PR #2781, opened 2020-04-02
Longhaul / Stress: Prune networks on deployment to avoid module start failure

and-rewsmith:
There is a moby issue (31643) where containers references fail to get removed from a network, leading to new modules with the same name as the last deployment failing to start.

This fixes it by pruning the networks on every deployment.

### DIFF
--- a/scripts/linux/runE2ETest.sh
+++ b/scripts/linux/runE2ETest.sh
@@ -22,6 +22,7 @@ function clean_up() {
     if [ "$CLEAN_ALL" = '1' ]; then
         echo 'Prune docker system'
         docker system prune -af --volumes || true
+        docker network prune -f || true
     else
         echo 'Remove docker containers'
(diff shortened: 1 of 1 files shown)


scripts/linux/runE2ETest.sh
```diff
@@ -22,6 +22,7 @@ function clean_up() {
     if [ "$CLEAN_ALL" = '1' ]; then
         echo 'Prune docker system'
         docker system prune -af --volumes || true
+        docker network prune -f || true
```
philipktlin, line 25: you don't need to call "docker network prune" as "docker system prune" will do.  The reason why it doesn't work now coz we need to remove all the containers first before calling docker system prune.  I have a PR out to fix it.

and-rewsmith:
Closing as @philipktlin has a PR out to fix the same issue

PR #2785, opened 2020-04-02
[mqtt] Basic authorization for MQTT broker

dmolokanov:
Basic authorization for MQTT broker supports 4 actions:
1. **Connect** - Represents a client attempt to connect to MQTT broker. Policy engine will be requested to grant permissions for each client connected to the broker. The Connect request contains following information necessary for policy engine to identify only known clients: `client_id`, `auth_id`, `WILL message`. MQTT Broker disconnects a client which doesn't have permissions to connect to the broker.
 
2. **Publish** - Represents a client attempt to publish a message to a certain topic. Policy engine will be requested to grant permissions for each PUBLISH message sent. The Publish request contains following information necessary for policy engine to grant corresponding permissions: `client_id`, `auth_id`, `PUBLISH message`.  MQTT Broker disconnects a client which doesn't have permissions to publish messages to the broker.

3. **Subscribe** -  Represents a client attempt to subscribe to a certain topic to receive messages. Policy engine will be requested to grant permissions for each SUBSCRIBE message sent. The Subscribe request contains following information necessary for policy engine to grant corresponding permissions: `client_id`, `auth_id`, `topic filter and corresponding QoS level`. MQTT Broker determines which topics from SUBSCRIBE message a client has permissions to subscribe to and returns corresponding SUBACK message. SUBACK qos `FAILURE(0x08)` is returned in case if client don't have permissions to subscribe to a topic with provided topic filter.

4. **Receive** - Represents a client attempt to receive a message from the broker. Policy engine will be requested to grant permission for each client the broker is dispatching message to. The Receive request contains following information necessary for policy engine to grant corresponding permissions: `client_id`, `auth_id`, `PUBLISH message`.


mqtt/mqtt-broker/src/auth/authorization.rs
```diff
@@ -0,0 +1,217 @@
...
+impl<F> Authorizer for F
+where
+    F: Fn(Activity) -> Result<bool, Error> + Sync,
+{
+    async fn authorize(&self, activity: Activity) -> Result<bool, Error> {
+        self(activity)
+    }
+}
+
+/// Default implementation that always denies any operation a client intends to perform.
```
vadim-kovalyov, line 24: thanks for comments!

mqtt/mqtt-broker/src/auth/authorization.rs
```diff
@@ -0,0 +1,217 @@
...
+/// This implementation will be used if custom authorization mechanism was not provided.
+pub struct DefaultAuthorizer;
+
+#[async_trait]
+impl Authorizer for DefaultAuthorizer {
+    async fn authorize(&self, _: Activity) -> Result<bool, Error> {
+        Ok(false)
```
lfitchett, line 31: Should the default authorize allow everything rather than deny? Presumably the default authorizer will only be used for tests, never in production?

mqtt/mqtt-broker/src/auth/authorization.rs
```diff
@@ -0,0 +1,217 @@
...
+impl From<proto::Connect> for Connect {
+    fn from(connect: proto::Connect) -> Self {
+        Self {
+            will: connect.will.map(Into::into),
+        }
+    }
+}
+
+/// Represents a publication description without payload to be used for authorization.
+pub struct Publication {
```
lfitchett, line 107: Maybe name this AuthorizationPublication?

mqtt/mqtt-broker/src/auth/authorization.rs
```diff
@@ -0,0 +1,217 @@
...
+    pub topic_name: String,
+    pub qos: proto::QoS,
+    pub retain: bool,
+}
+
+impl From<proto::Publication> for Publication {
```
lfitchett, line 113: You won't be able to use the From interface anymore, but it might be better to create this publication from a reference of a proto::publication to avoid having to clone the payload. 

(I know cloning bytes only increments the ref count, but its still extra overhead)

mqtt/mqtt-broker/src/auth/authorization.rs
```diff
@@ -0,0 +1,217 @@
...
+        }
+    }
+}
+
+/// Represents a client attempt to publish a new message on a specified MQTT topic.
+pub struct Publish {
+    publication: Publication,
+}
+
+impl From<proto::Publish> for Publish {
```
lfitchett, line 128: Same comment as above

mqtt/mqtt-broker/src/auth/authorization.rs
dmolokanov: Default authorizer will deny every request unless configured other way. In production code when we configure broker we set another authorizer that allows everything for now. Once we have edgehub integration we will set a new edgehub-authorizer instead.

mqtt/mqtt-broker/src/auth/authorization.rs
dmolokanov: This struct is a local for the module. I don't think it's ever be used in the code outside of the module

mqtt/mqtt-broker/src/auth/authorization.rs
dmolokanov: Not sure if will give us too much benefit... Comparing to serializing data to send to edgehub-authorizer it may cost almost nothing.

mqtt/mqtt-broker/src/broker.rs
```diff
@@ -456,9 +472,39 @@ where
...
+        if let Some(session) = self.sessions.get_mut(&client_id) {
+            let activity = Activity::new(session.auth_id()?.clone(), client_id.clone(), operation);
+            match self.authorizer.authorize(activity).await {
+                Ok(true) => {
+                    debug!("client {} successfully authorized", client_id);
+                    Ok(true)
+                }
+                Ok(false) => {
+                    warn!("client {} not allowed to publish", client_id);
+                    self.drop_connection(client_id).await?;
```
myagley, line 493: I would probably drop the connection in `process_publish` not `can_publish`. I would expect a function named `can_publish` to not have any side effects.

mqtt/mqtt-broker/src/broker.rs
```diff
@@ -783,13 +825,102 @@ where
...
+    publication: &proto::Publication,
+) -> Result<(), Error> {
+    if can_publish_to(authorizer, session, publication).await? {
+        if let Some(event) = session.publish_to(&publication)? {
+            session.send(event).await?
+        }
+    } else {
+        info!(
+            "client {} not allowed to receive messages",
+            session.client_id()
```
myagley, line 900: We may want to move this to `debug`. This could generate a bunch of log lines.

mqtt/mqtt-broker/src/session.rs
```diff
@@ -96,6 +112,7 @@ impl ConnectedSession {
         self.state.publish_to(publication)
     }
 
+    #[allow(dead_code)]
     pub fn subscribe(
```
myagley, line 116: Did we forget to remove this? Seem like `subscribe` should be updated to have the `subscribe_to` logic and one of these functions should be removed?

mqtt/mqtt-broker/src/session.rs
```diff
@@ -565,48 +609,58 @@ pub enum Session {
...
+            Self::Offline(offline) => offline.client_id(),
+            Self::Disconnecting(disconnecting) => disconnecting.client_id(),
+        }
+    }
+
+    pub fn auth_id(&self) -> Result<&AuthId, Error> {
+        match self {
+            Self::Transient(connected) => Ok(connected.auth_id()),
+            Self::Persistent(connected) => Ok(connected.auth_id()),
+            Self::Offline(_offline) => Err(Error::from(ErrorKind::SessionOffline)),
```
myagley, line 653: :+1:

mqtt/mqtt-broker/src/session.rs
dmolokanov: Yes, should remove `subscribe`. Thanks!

▸ **Task details**
Where a line in the records above contains the word "linux", copy that line.

▸ **Result**
--- a/scripts/linux/runE2ETest.sh
+++ b/scripts/linux/runE2ETest.sh
scripts/linux/runE2ETest.sh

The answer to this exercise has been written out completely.